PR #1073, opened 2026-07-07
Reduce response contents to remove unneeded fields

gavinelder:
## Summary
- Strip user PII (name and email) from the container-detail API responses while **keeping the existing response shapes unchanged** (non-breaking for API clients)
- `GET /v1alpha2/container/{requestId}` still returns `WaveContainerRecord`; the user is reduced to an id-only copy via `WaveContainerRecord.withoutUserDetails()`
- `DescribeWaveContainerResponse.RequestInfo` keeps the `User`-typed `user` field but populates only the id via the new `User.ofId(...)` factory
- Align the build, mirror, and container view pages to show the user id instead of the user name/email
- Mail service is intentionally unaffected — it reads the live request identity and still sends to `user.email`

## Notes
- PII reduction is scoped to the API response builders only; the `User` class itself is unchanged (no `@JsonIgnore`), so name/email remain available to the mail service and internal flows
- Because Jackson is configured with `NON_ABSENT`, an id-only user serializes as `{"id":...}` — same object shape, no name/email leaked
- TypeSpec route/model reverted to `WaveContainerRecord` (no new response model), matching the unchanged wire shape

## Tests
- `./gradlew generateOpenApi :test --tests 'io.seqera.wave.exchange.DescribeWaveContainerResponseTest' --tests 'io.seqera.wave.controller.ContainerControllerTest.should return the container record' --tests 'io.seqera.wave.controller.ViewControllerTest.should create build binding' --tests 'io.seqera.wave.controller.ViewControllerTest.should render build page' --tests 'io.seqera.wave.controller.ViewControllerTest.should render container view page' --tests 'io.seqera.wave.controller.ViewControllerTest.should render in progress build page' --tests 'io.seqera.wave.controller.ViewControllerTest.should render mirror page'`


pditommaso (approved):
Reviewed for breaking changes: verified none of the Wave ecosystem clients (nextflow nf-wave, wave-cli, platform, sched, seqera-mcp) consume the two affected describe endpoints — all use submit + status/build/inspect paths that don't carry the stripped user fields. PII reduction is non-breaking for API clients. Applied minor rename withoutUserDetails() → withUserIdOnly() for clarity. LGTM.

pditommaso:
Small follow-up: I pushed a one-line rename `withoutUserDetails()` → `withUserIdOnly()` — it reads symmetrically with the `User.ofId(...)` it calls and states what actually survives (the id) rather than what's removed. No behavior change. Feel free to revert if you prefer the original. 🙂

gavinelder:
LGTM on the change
------------------------------------
Repeat back all entries verbatim.

PR #1073, opened 2026-07-07
Reduce response contents to remove unneeded fields

gavinelder:
## Summary
- Strip user PII (name and email) from the container-detail API responses while **keeping the existing response shapes unchanged** (non-breaking for API clients)
- `GET /v1alpha2/container/{requestId}` still returns `WaveContainerRecord`; the user is reduced to an id-only copy via `WaveContainerRecord.withoutUserDetails()`
- `DescribeWaveContainerResponse.RequestInfo` keeps the `User`-typed `user` field but populates only the id via the new `User.ofId(...)` factory
- Align the build, mirror, and container view pages to show the user id instead of the user name/email
- Mail service is intentionally unaffected — it reads the live request identity and still sends to `user.email`

## Notes
- PII reduction is scoped to the API response builders only; the `User` class itself is unchanged (no `@JsonIgnore`), so name/email remain available to the mail service and internal flows
- Because Jackson is configured with `NON_ABSENT`, an id-only user serializes as `{"id":...}` — same object shape, no name/email leaked
- TypeSpec route/model reverted to `WaveContainerRecord` (no new response model), matching the unchanged wire shape

## Tests
- `./gradlew generateOpenApi :test --tests 'io.seqera.wave.exchange.DescribeWaveContainerResponseTest' --tests 'io.seqera.wave.controller.ContainerControllerTest.should return the container record' --tests 'io.seqera.wave.controller.ViewControllerTest.should create build binding' --tests 'io.seqera.wave.controller.ViewControllerTest.should render build page' --tests 'io.seqera.wave.controller.ViewControllerTest.should render container view page' --tests 'io.seqera.wave.controller.ViewControllerTest.should render in progress build page' --tests 'io.seqera.wave.controller.ViewControllerTest.should render mirror page'`


pditommaso (approved):
Reviewed for breaking changes: verified none of the Wave ecosystem clients (nextflow nf-wave, wave-cli, platform, sched, seqera-mcp) consume the two affected describe endpoints — all use submit + status/build/inspect paths that don't carry the stripped user fields. PII reduction is non-breaking for API clients. Applied minor rename withoutUserDetails() → withUserIdOnly() for clarity. LGTM.

pditommaso:
Small follow-up: I pushed a one-line rename `withoutUserDetails()` → `withUserIdOnly()` — it reads symmetrically with the `User.ofId(...)` it calls and states what actually survives (the id) rather than what's removed. No behavior change. Feel free to revert if you prefer the original. 🙂

gavinelder:
LGTM on the change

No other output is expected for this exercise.